Dieser Falle will Haffa mit einem mutigen Sprung auf den US-Markt entgehen, wo
sich Mediengiganten wie Disney, Warner ("Bugs Bunny"), Saban ("Power Rangers")
und Viacom harte Quotenkämpfe liefern. Seit Monaten raunt der EM-TV-Chef von
intensiven Verhandlungen mit einem US-Produktionsstudio, angeblich koste die
Übernahme höchstens 500 Millionen Mark. "Der kann nur überleben, wenn er
Disney kauft", sagt Kritiker Thoma.
Haffa hat sich auf einen irrwitzigen Wettlauf eingelassen: Der nächste Deal muss
schneller sein als der Börsenkurs. Er kauft Umsätze im Rekordtempo dazu,
solange ihm die Aktionäre wohl gesinnt sind.

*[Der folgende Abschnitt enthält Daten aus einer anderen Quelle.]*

PR #1047, opened 2019-04-22
Fix pvtz_zone_attachment vpcId is not exists bug

YY-tomorrow:


kamalika-majumder:
Hi ,
Is this fix available yet. I would like to use this as I am facing the exact same issue and its causing my setup to fail intermittently.

PR #1148, opened 2019-05-14
improve slb_attachment resource use common method

YY-tomorrow:


alicloud/resource_alicloud_slb_test.go
```diff
@@ -95,7 +95,7 @@ func TestAccAlicloudSlb_classictest(t *testing.T) {
 	ra := resourceAttrInit(resourceId, nil)
 	rc := resourceCheckInitWithDescribeMethod(resourceId, &v, func() interface{} {
 		return &SlbService{testAccProvider.Meta().(*connectivity.AliyunClient)}
-	}, "DescribeSLB")
+	}, "DescribeSlb")
```
xiaozhu36: I think there is no need to specify the method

Im August erstand der TV-Profi, der mit Kirchs Stellvertreter Dieter Hahn gut
vertraut ist, 25 Prozent der bekannten, aber defizitären Filmfirma Constantin
("Der bewegte Mann"). Vorstandschef Bernd Eichinger hatte die Auswertung der
attraktiven TV-Rechte seiner Produktionen gegen wenig Geld dem
Mitgesellschafter Kirch übertragen – und blieb so auf hohen Kosten sitzen.
Trotzdem zahlte EM-TV 125 Millionen für den Wackelkandidaten, ein gut Teil des
Geldes floss erneut an Kirch. Und mit der Galionsfigur Haffa konnte Constantin
leicht an die Börse gehen.
Wenig später kaufte EM-TV auch noch 45 Prozent der Tele-München-Gruppe des
Filmhändlers und Ex-Kirch-Managers Herbert Kloiber. Dafür zahlte Haffa 800
Millionen Mark; der Konzern CLT-Ufa hatte zuvor Kloibers gesamten Filmstock
("Notting Hill") mit nur 600 Millionen bewertet.
Das Geld holte sich EM-TV erneut an der Börse. Eine Kapitalerhöhung brachte 955
Millionen Mark. Eine geplante Anleihe aber, die später in Aktien getauscht werden
sollte, musste auf Bankenwunsch verschoben werden. Nur jedes zweite Papier war
verkäuflich, offenbar hatten sich die Investoren mit dem Ankauf der neuen Aktien
verausgabt. Das Finanzierungsloch von einer Milliarde gleicht eine Bankengruppe
mit Krediten aus und bereitet eine neue Anleihe vor. "Wir kommen mit einem
lachenden und einem blauen Auge weg", glaubt Florian Haffa. Für seinen großen
Bruder haben die anderen Schuld, nicht EM-TV. "Einem Banker fliegen die Dinge
zu", sagt Thomas Haffa ironisch, "Banken haben nicht gelernt zu verkaufen."
Das kann Haffa zweifellos – vor allem sich selbst. Medienwirksam schwärmt er von
einem geplanten Treffen mit Bill Gates. Microsoft brauche Inhalte, EM-TV
Verbreitungswege. Schon sieht er seine Firma auf dem Weg zum "integrierten
Medienkonzern" mit Weltgeltung.
Das klingt, als solle der Kirch-Konzern noch einmal erfunden werden.